Stored data
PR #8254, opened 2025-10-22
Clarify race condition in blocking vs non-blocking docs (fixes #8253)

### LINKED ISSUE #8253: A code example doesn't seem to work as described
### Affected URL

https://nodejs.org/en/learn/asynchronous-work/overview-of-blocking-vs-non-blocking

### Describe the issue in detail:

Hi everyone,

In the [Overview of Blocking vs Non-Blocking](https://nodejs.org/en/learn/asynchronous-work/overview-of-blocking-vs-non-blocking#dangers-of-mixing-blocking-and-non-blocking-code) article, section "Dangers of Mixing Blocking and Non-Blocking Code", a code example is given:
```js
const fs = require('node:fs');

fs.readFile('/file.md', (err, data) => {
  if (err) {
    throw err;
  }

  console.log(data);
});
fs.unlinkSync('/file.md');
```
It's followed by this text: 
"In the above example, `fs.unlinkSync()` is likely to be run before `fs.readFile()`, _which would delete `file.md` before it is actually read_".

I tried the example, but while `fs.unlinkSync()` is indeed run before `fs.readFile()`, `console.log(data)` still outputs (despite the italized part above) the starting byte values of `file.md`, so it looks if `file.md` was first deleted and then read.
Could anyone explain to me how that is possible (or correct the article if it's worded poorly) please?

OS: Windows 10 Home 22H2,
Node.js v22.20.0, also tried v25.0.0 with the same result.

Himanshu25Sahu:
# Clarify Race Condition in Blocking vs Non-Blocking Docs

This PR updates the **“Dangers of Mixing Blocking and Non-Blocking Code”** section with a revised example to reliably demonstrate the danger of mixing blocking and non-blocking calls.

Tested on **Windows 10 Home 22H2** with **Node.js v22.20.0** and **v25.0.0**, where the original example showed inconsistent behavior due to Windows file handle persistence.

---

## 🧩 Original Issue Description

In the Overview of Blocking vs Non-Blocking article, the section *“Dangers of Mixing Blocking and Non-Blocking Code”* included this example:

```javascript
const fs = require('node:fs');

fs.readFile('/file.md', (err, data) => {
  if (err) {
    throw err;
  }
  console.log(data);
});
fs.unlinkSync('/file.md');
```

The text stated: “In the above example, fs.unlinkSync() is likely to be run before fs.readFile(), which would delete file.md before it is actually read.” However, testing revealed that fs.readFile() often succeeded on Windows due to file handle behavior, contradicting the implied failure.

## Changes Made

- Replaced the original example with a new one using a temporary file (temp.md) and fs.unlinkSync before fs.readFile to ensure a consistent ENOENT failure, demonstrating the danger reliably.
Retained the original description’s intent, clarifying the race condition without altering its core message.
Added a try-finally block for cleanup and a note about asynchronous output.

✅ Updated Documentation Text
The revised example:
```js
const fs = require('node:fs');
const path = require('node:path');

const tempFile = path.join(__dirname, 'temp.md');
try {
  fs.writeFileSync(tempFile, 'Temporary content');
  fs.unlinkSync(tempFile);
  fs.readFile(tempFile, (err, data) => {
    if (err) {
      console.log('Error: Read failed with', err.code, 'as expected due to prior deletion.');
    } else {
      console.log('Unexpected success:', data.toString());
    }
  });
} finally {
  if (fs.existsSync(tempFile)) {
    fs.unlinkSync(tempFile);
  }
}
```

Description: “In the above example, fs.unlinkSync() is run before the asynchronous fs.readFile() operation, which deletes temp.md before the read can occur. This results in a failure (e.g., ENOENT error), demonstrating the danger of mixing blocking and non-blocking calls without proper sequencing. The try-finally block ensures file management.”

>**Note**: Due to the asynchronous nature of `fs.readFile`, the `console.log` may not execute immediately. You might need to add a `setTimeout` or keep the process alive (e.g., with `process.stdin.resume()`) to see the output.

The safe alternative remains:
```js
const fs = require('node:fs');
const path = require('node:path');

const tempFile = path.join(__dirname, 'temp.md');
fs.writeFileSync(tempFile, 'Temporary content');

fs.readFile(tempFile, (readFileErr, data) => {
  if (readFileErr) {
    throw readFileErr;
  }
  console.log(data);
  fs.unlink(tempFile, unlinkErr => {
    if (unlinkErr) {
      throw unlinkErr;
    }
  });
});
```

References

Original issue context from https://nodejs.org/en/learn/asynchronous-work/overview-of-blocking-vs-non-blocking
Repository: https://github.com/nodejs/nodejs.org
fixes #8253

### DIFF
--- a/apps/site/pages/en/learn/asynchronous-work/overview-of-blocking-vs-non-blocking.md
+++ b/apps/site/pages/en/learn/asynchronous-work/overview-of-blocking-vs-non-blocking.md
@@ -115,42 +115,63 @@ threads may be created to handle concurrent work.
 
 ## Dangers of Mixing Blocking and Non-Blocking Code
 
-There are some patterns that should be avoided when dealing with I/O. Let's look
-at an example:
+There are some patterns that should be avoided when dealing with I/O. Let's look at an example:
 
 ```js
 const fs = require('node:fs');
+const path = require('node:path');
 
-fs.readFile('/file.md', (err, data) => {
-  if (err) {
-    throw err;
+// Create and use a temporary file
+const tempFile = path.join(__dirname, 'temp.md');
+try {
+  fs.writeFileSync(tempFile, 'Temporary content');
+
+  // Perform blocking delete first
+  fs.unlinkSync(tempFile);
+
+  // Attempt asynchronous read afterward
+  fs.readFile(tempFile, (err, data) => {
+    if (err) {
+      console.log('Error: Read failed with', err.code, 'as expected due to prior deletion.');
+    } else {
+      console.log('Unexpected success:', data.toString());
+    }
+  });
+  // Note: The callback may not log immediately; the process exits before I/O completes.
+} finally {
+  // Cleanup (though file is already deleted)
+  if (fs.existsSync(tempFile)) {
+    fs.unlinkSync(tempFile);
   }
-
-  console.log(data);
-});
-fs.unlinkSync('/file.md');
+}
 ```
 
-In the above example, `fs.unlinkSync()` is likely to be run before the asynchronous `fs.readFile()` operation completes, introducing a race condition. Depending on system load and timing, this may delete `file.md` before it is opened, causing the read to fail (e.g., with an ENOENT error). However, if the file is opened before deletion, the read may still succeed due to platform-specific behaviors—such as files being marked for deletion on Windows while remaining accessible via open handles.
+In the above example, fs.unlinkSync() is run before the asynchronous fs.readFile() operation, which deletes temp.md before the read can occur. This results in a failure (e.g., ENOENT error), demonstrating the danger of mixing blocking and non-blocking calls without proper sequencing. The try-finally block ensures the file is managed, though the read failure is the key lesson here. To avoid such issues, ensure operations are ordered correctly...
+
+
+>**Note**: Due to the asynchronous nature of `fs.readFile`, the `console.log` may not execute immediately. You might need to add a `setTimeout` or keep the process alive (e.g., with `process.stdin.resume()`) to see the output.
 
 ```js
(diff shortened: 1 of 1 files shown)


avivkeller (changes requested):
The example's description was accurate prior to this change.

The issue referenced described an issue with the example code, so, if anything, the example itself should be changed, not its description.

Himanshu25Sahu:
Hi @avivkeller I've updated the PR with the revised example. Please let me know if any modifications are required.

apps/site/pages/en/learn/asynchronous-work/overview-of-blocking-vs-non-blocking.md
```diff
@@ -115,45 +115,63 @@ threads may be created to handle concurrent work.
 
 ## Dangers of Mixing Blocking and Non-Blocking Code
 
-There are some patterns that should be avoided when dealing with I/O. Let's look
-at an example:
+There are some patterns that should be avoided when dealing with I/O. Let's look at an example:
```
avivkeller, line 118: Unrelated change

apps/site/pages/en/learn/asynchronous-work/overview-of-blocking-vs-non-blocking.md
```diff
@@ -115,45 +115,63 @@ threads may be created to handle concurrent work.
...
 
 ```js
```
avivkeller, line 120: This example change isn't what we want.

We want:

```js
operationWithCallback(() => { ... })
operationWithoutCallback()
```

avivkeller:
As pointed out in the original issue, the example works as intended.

**TO DO**
Every record must be set down again exactly.

**ANSWER FOR THE TASK**
PR #8254, opened 2025-10-22
Clarify race condition in blocking vs non-blocking docs (fixes #8253)

### LINKED ISSUE #8253: A code example doesn't seem to work as described
### Affected URL

https://nodejs.org/en/learn/asynchronous-work/overview-of-blocking-vs-non-blocking

### Describe the issue in detail:

Hi everyone,

In the [Overview of Blocking vs Non-Blocking](https://nodejs.org/en/learn/asynchronous-work/overview-of-blocking-vs-non-blocking#dangers-of-mixing-blocking-and-non-blocking-code) article, section "Dangers of Mixing Blocking and Non-Blocking Code", a code example is given:
```js
const fs = require('node:fs');

fs.readFile('/file.md', (err, data) => {
  if (err) {
    throw err;
  }

  console.log(data);
});
fs.unlinkSync('/file.md');
```
It's followed by this text: 
"In the above example, `fs.unlinkSync()` is likely to be run before `fs.readFile()`, _which would delete `file.md` before it is actually read_".

I tried the example, but while `fs.unlinkSync()` is indeed run before `fs.readFile()`, `console.log(data)` still outputs (despite the italized part above) the starting byte values of `file.md`, so it looks if `file.md` was first deleted and then read.
Could anyone explain to me how that is possible (or correct the article if it's worded poorly) please?

OS: Windows 10 Home 22H2,
Node.js v22.20.0, also tried v25.0.0 with the same result.

Himanshu25Sahu:
# Clarify Race Condition in Blocking vs Non-Blocking Docs

This PR updates the **“Dangers of Mixing Blocking and Non-Blocking Code”** section with a revised example to reliably demonstrate the danger of mixing blocking and non-blocking calls.

Tested on **Windows 10 Home 22H2** with **Node.js v22.20.0** and **v25.0.0**, where the original example showed inconsistent behavior due to Windows file handle persistence.

---

## 🧩 Original Issue Description

In the Overview of Blocking vs Non-Blocking article, the section *“Dangers of Mixing Blocking and Non-Blocking Code”* included this example:

```javascript
const fs = require('node:fs');

fs.readFile('/file.md', (err, data) => {
  if (err) {
    throw err;
  }
  console.log(data);
});
fs.unlinkSync('/file.md');
```

The text stated: “In the above example, fs.unlinkSync() is likely to be run before fs.readFile(), which would delete file.md before it is actually read.” However, testing revealed that fs.readFile() often succeeded on Windows due to file handle behavior, contradicting the implied failure.

## Changes Made

- Replaced the original example with a new one using a temporary file (temp.md) and fs.unlinkSync before fs.readFile to ensure a consistent ENOENT failure, demonstrating the danger reliably.
Retained the original description’s intent, clarifying the race condition without altering its core message.
Added a try-finally block for cleanup and a note about asynchronous output.

✅ Updated Documentation Text
The revised example:
```js
const fs = require('node:fs');
const path = require('node:path');

const tempFile = path.join(__dirname, 'temp.md');
try {
  fs.writeFileSync(tempFile, 'Temporary content');
  fs.unlinkSync(tempFile);
  fs.readFile(tempFile, (err, data) => {
    if (err) {
      console.log('Error: Read failed with', err.code, 'as expected due to prior deletion.');
    } else {
      console.log('Unexpected success:', data.toString());
    }
  });
} finally {
  if (fs.existsSync(tempFile)) {
    fs.unlinkSync(tempFile);
  }
}
```

Description: “In the above example, fs.unlinkSync() is run before the asynchronous fs.readFile() operation, which deletes temp.md before the read can occur. This results in a failure (e.g., ENOENT error), demonstrating the danger of mixing blocking and non-blocking calls without proper sequencing. The try-finally block ensures file management.”

>**Note**: Due to the asynchronous nature of `fs.readFile`, the `console.log` may not execute immediately. You might need to add a `setTimeout` or keep the process alive (e.g., with `process.stdin.resume()`) to see the output.

The safe alternative remains:
```js
const fs = require('node:fs');
const path = require('node:path');

const tempFile = path.join(__dirname, 'temp.md');
fs.writeFileSync(tempFile, 'Temporary content');

fs.readFile(tempFile, (readFileErr, data) => {
  if (readFileErr) {
    throw readFileErr;
  }
  console.log(data);
  fs.unlink(tempFile, unlinkErr => {
    if (unlinkErr) {
      throw unlinkErr;
    }
  });
});
```

References

Original issue context from https://nodejs.org/en/learn/asynchronous-work/overview-of-blocking-vs-non-blocking
Repository: https://github.com/nodejs/nodejs.org
fixes #8253

### DIFF
--- a/apps/site/pages/en/learn/asynchronous-work/overview-of-blocking-vs-non-blocking.md
+++ b/apps/site/pages/en/learn/asynchronous-work/overview-of-blocking-vs-non-blocking.md
@@ -115,42 +115,63 @@ threads may be created to handle concurrent work.
 
 ## Dangers of Mixing Blocking and Non-Blocking Code
 
-There are some patterns that should be avoided when dealing with I/O. Let's look
-at an example:
+There are some patterns that should be avoided when dealing with I/O. Let's look at an example:
 
 ```js
 const fs = require('node:fs');
+const path = require('node:path');
 
-fs.readFile('/file.md', (err, data) => {
-  if (err) {
-    throw err;
+// Create and use a temporary file
+const tempFile = path.join(__dirname, 'temp.md');
+try {
+  fs.writeFileSync(tempFile, 'Temporary content');
+
+  // Perform blocking delete first
+  fs.unlinkSync(tempFile);
+
+  // Attempt asynchronous read afterward
+  fs.readFile(tempFile, (err, data) => {
+    if (err) {
+      console.log('Error: Read failed with', err.code, 'as expected due to prior deletion.');
+    } else {
+      console.log('Unexpected success:', data.toString());
+    }
+  });
+  // Note: The callback may not log immediately; the process exits before I/O completes.
+} finally {
+  // Cleanup (though file is already deleted)
+  if (fs.existsSync(tempFile)) {
+    fs.unlinkSync(tempFile);
   }
-
-  console.log(data);
-});
-fs.unlinkSync('/file.md');
+}
 ```
 
-In the above example, `fs.unlinkSync()` is likely to be run before the asynchronous `fs.readFile()` operation completes, introducing a race condition. Depending on system load and timing, this may delete `file.md` before it is opened, causing the read to fail (e.g., with an ENOENT error). However, if the file is opened before deletion, the read may still succeed due to platform-specific behaviors—such as files being marked for deletion on Windows while remaining accessible via open handles.
+In the above example, fs.unlinkSync() is run before the asynchronous fs.readFile() operation, which deletes temp.md before the read can occur. This results in a failure (e.g., ENOENT error), demonstrating the danger of mixing blocking and non-blocking calls without proper sequencing. The try-finally block ensures the file is managed, though the read failure is the key lesson here. To avoid such issues, ensure operations are ordered correctly...
+
+
+>**Note**: Due to the asynchronous nature of `fs.readFile`, the `console.log` may not execute immediately. You might need to add a `setTimeout` or keep the process alive (e.g., with `process.stdin.resume()`) to see the output.
 
 ```js
(diff shortened: 1 of 1 files shown)


avivkeller (changes requested):
The example's description was accurate prior to this change.

The issue referenced described an issue with the example code, so, if anything, the example itself should be changed, not its description.

Himanshu25Sahu:
Hi @avivkeller I've updated the PR with the revised example. Please let me know if any modifications are required.

apps/site/pages/en/learn/asynchronous-work/overview-of-blocking-vs-non-blocking.md
```diff
@@ -115,45 +115,63 @@ threads may be created to handle concurrent work.
 
 ## Dangers of Mixing Blocking and Non-Blocking Code
 
-There are some patterns that should be avoided when dealing with I/O. Let's look
-at an example:
+There are some patterns that should be avoided when dealing with I/O. Let's look at an example:
```
avivkeller, line 118: Unrelated change

apps/site/pages/en/learn/asynchronous-work/overview-of-blocking-vs-non-blocking.md
```diff
@@ -115,45 +115,63 @@ threads may be created to handle concurrent work.
...
 
 ```js
```
avivkeller, line 120: This example change isn't what we want.

We want:

```js
operationWithCallback(() => { ... })
operationWithoutCallback()
```

avivkeller:
As pointed out in the original issue, the example works as intended.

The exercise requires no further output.